His love for us is as high as the heavens are above the earth.

His forgiveness is as wide as the east is from the west.
His compassion for us is like a loving father’s for his kids.
He remembers we’re only human.
Because of Jesus, he knows what it’s like to be human.
His love is with us from “everlasting to everlasting.”
His goodness is with our children and grandchildren.
His throne is in heaven.
His kingdom rules over all.
The kicker?
These perks are for those who keep his covenant and obey him, code for believe in Jesus and do what God says, 18.

I’m stuffed full, God. I can’t take in another wonderful thing. I feel like I just had dinner at Rodizio Grill. So. Much. Meat. This is more than I can hold. Believing just one of these benefits “for real, for real” is about all I can handle today.
The one that stands out for me right now is that you don’t do paybacks. The exact wording in my Bible is you don’t “repay us according to our iniquities,” 10.
I’m thinking it means you don’t make me suffer the consequences of every poor decision, mistake, and deliberate sin. Your MO is grace. There are plenty of times when consequences come, and they teach me, but you’re not looking to have an exact one-to-one ratio with me of mess-ups and gotcha-backs.
You know my heart. You see my humanity. You accept my half-hearted performance and my weak praise. You forgive my forgetting. You cover me with kindness. You’re easy to please. You’re not looking to zap me when I go the wrong way. I’m surprised again by your goodness, and I remember it’s because of Jesus who already paid my way. Yay!

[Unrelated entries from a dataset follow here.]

PR #485, opened 2026-03-23
refactor: resource removal wait and additional info changes

shreddedbacon:
Just a small refactor to wait for resources to be removed before continuing. This allows for the resources to be removed before the final state collection runs to ensure that the latest state is saved into the services config map

Additional changes to volume information too to reflect changes coming in the API to support volumes on environments.


CGoodwin90 (approved):
Tested locally alongside https://github.com/uselagoon/lagoon/pull/4065 and works as expected - didn't encounter any issues.

PR #498, opened 2026-04-24
Updates redis backup to only copy non-temp root rdb files

bomoko:
This PR updates the backup command only backup root rdp files, rather than the entire directory - this should prevent backup failures when the AOF files are being written to.


shreddedbacon (approved):
Does what it says on the tin

PR #399, opened 2024-01-27
398 load multiple observation files in sequence

dbenn:
Hi @mpyat2, please see what I've written in the issue and let me know if you have questions.

I may add the multiple file feature to other plugins before we close this but for now it's just the infrastructure and TESS-common-code plugins. Indeed, given a Jan 31-ish release deadline due to Auth0 (more like Feb 1 or 2 I'd say), there may not be time for much more.

### DIFF
--- a/plugin/src/org/aavso/tools/vstar/external/lib/TESSObservationRetrieverBase.java
+++ b/plugin/src/org/aavso/tools/vstar/external/lib/TESSObservationRetrieverBase.java
@@ -25,6 +25,7 @@
 
 package org.aavso.tools.vstar.external.lib;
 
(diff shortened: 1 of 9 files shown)


mpyat2 (approved):
Hi @dbenn , it's a great improvement. For big data sequences (like TESS), loading several files at once is much faster than additive loading (when we use additive loading, adding each new bunch of data takes a long time, probably because of relocation of existing data or something similar).
Thank you for the implementation!
In the future, it will be useful to add this functionality to other plugins. However, being under pressure from the upcoming release, it would be wiser to postpone other changes.
It seems it works as expected.

Issue #414, opened 2024-04-21
FlexibleTextFileFormatObservationSink as a complementary pair to FlexibleTextFileFormatObservationSource


mpyat2:
Create FlexibleTextFileFormatObservationSink  that stores information in the "FlexibleText" format

PR #417, opened 2024-04-25
Issue 414 FlexibleTextFileFormatObservationSink

mpyat2:
See #414


mpyat2:
Hi @dbenn , please do not close this pull request, I found a small glitch and want to fix it first.

mpyat2:
Hi again @dbenn :)

I fixed the glitch, so now the branch is ready for review

plugin/src/org/aavso/tools/vstar/external/plugin/FlexibleTextFileFormatObservationSink.java
```diff
@@ -0,0 +1,219 @@
...
+		buf.append("\n");
+		return buf.toString();
+	}
+	
+	private String quoteForCSV(String field) {
+		return "\"" + field.replace("\"", "\"\"") + "\"";
+	}
+
+	private String quoteForCSVifNeeded(String field, String delimiter) {
+		return field.contains(delimiter) ? quoteForCSV(field) : field;
```
dbenn, line 212: An opportunity for refactoring here since `ValidObservation` has `quoteForCSVifNeeded` and `quoteForCSV` now I think?

dbenn (changes requested):
Hi @mpyat2, thanks for this. One suggested possible refactoring; see comment inline.

mpyat2:
Hi @dbenn , thank you for the suggestion!
You are right; making ValidObservation.quoteForCSVifNeeded(...) _public_ _static_ allows us to eliminate code duplication.
However, now this method is in the parallel universe of the other branch, creating a quantum wormhole between them may lead to something unpredictable (sorry, I'm reading Dan Simmons' Ilium/Olympos cosmic opera now and some nonsense comes into my head :) ). So, it would probably be better to make a new branch after merging this one, and I will refactor the code. What do you think?

dbenn:
Agreed. That sounds good @mpyat2

PR #427, opened 2024-06-08
425 time shifter plugin

dbenn:
Hi @mpyat2  I've converted the mag shifter plugin to include time. The documentation has been rewritten as well.


mpyat2 (approved):
Thank you very much for this very helpful improvement! I especially love the phase plot update: in the JD->BJD and in the JD->HJD plug-ins, this was not implemented and the plot simply changed to the light curve mode. I'll try to implement this later.

dbenn:
Thanks @mpyat2. Yes I was going to mention the phase plot update as something we could also use in these other plugins. :)

PR #428, opened 2024-06-10
424: changed exception handling in text format obs reader

dbenn:
Hi @mpyat2

I'm taking the minimal approach here of propagating the exception (removed the `try`..`catch`, added `throw` clause), allowing it to be caught higher up so that it appears in an error dialog box. There are many things that could be done to improve this code, but that's another issue entirely.

A question is whether or not `ObservationReadError` and `IOException` should be unified, e.g. caught and rethrown as `ObservationReadError`? Happy to make that change although one argument against that is that different exceptions thrown give more information, so leaving as multiple exceptions also makes sense.

Let mew know what you think.


mpyat2:
Hi @dbenn 
I think we can leave ObservationReadError and IOException as they are for now

Issue #394, opened 2024-01-15
Functions with no return value, output  "No value present" in VeLa dialog


dbenn:
Enter `print("1")` into the VeLa dialog and hit the `Run` button.

`1` will be output and after it, `No value present`.

Distinguish between a function that returns no value and a function that does not need to return a value.

PR #434, opened 2024-06-26
#394: fixed error message resulting from no result for functions that return no values

dbenn:
Hi @mpyat2. A small fix but nice to sort out.


mpyat2 (commented):
Thank you, @dbenn !

Issue #438, opened 2024-07-02
Generate more VeLa error messages 


dbenn:
For example, from `default` `switch` cases in `eval()` which may fail silently.

PR #439, opened 2024-07-09
#438: added common binary operator error method and made liberal use …

dbenn:
…of it; added more UTs


dbenn:
A bunch of error cases added in `VeLaInterpreter` @mpyat2

mpyat2 (approved):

“Praise the Lord, O my soul, and all my inmost being, praise his holy name.”
My take away today is praise–praise for the Rescuer (Lamentations), praise for the resort (Hebrews), praise for the perks (Psalms). You’ve done it all, God. You’ve cooked up this fabulous plan to treat us to life beyond our wildest dreams. The God who thought up beaches and sunshine, bugs and birds, water and air and land and sky, surely can be trusted to include all the essentials and all of the indulgences.
You announced your plan with angels. You sent your Son to secure it. And you confirmed it by your apostles and prophets and poets who wrote and spoke their experience of it. And as if that weren’t enough, your Holy Spirit moves in and helps us tap into all the goodness you have for us now, until that day comes.
I mean, what haven’t you thought of?
I wonder if the reason folks don’t flock to you faster is because they’ve got the idea (from the enemy and his minions) that life with you isn’t glorious, that you don’t get it about getting the most out of life and grabbing the gusto?
For goodness sake, you invented gusto…and the joy that goes with it.